WYCT
- Mobile, Alabama; United States;
- Broadcast area: Mobile, Alabama
- Frequency: 98.7 MHz (HD Radio)
- Branding: Cat Country 98.7

Programming
- Format: Country
- Subchannels: WJTQ

Ownership
- Owner: Mary Elizabeth Hoxeng Revocable Trust

History
- First air date: November 2003
- Call sign meaning: W Y CaT

Technical information
- Licensing authority: FCC
- Facility ID: 539
- Class: C1
- ERP: 100,000 watts
- HAAT: 299 meters (981 ft)
- Translator: HD2: 94.5 W233CM (Pensacola)

Links
- Public license information: Public file; LMS;
- Webcast: Listen Live
- Website: catcountry987.com playlist945.com (HD2)

= WYCT =

WYCT (98.7 FM) is a radio station known as "Cat Country 98.7". The main studio is located in Foley, Alabama, and station serves the Mobile, Alabama area with a country format. Its studios are in Foley, Alabama and its transmitter is located in Robertsdale Alabama.

==History==
This new 100,000-watt FM radio station was built from the ground up in 2002-2003. The station was started on 40 acre of raw timberland where a new 942 ft tower in Baldwin County and an associated "hurricane proof" blockhouse were built. WYCT was debuted as Christmas Radio 98.7 in November 2003, and switched to Country music on December 26, 2003. Longtime General Manager Mary Hoxeng purchased WYCT & W233CM in 2021.

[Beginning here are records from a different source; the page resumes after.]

PR #91, opened 2026-06-20
feat: add soma support

Chenyantt:
Add soma system service support, including:
# Soma — raw body YAML and URDF service

Soma loads one or more deployment directories, caches each deployment's raw
`soma.ymal` and referenced URDF text, then exposes them to other Robonix
components over gRPC.

This simplified version does not render or interpret a self-description. Pilot
calls `robonix/system/soma/get_ymal` to receive the original YMAL string, and
other services call `robonix/system/soma/get_urdf` to receive the corresponding
URDF XML string.

## Config

```yaml
atlas_endpoint: 127.0.0.1:50051
listen: 127.0.0.1:50091
provider_id: soma
robonix_root: ../../
default_robot: test_ci_robot
start_packages: false
rbnx_bin: rbnx
deployments:
  - examples/test_ci
```

Relative `robonix_root` is resolved from the config file directory. Relative
`deployments` entries are then resolved from that Robonix root. For example,
when the config file is `system/soma/config.ymal`, `robonix_root: ../../` and
`deployments: [examples/test_ci]` point at `<repo>/examples/test_ci` no matter
which directory `cargo run -p robonix-soma -- --config <path>` is launched from.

According to many Solutions Broadcast Research and The Radio Index reports, WYCT has been the Pensacola radio station that delivers the largest Pensacola audience of adults aged 25 to 54.

WYCT won "Station of the Year" from the Academy of Country Music (ACM) in 2006, 2009, 2011, 2020, & 2023. Its morning show "The Cat Pak" won "ACM Personalities of the Year" in 2009 (Brent Lane and Dana Cervantes), 2019 (Brent Lane and Candy Cullerton), 2024 (Brent Lane and Mel McCrae). These awards were in the ACM Small Market division and were presented during the ACM Awards Show in Las Vegas or Frisco, Texas. The station won the "NAB Service to America" in 2008, 2019 & 2021. NAB recognized WYCT's service to its community with "Crystal Awards" in 2013, 2017 & 2019. The CMA awarded "Station of the Year" to WYCT in 2017, 2019 and 2024. CMA awarded "Personalities of the Year" to Cat Pak Morning Show (Brent Lane and Mel McCrae) in 2022. These are in the Small or Mid-Market categories.

==HD Radio==
WYCT's HD Radio signal is multiplexed, with the HD3 channel carrying a simulcast of NewsRadio 92.3 / AM1620 WNRP. WYCT was the first radio station in Florida to broadcast in high-quality, HD RADIO. The HD4 channel carries a simulcast of ESPN PENSACOLA/1330 WEBY. WYCT uses a new, solid-state Rohde THR9 transmitter to broadcast its main 100,000 kW signal at 98.7 and the 4 high-quality HD Radio programs.

In August 2018, WYCT had added sports talk ESPN Pensacola on its HD2 subchannel, returning the network to the market for the first time since WBSR's flip to Christian music. The programming was simulcast on 94.5 W233CM in Pensacola.

ESPN PENSACOLA flipped to airing on WEBY/1330 and its 99.1 translator in August 2019.

WYCT-HD2 and W233CM/94.5 continued to simulcast WEBY until November 5, 2019, when they began stunting with Christmas music as Christmas Radio 94.5. The stunt continued on with a loop of "Baby Shark" from January 1 though 13, 2020, after which the stations launched a new adult contemporary format as Pensacola's PLAYLIST 94.5.